[[ Provided records open ]]

PR #272, opened 2020-03-11
HAVT CMD Clear

shihaocao:
This PR includes a small bug fix that autonomously clears a HAVT cmd once it has been processed.

---
This change is [Reviewable](https://reviewable.io/reviews/pathfinder-for-autonomous-navigation/flightsoftware/272)


tanishqaggarwal:
Is this HITLed?

shihaocao:
Not yet, I'll mark as ready for review when that is.

src/fsw/FCCode/ADCSBoxController.cpp
```diff
@@ -103,6 +103,9 @@ void ADCSBoxController::execute(){
         if(reset_get) {
             temp_cmd_table.set(idx, reset_get);
             send_cmd_table = true;
+
+            // clear the state field now that it's loaded into temp_cmd_table
+            const_cast<WritableStateField<bool>*>(havt_cmd_reset_vector_fp[idx])->set(false);
```
kkrol27: Why do we need to use `const_cast` here? I mean immediately in this context I get it but is this convention pervasive across FSW right now?

shihaocao: Sorry for taking so long to respond, it's not pervasive across FSW. I just thought the const cast was more appropriate here because in all contexts controller should merely actuate a command and not modify the command. But it's an exception here that it needs to clear the command. Because it's an exception, I think `const_cast` here is appropriate.

shihaocao:
@tanishqaggarwal @kkrol27 Manually verified to pass HITL

PR #304, opened 2020-03-16
Added Macros for Finding Fields, Events, and Faults

### LINKED ISSUE #136: Macro-ify find_readable_field and find_writable_field
_Originally posted by @tanishqaggarwal in https://github.com/pathfinder-for-autonomous-navigation/FlightSoftware/pull/126/review_comment/create_

kkrol27:
Fixes #136.

### Summary of changes
- Adds macros to wrap calls to `find_internal_field`, `find_readable_field`, `find_writable_field`, `find_event`, and `find_fault`.
- Simply defaulted the virtual destructor for `ControlTask` as opposed to an empty implementation.

Going forward, we can transition to the use of the macros as opposed to the explicit function calls.

An example use would be:

    WritableStateField<unsigned char> const *adcs_state_fp = FIND_WRITABLE_FIELD(unsigned char, adcs.state);

### Testing
NA.

### Constants
NA.

### Documentation Evidence
Documented inline where the macros are defined.


src/fsw/FCCode/ControlTask.hpp
```diff
@@ -169,7 +169,13 @@ class ControlTask : protected debug_console {
     }
 };
 
-template<typename T>
-ControlTask<T>::~ControlTask() {}
+/* Convenient macros to find fields, events, and faults. The field/event/fault
+ * argument will be automatically stringified so no need to include quotation
+ * marks. */
+#define FIND_INTERNAL_FIELD(type, field) find_internal_field<type>(#field, __FILE__, __LINE__)
```
tanishqaggarwal: Making the stringification part of the macro removes the syntax highlighting around the string. I'm not sure that's better

kkrol27: That makes sense. Although personally the reason I used stringify was to make it seem like you were retrieving a variable itself (sorta like hiding implementation details) - using the quotes seems a tad verbose.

[[ Provided records closed ]]

**Directions**.
Nothing but the lines holding the word "pathfinder" should be returned from the listing above.

**Exercise answer**.
This change is [Reviewable](https://reviewable.io/reviews/pathfinder-for-autonomous-navigation/flightsoftware/272)
_Originally posted by @tanishqaggarwal in https://github.com/pathfinder-for-autonomous-navigation/FlightSoftware/pull/126/review_comment/create_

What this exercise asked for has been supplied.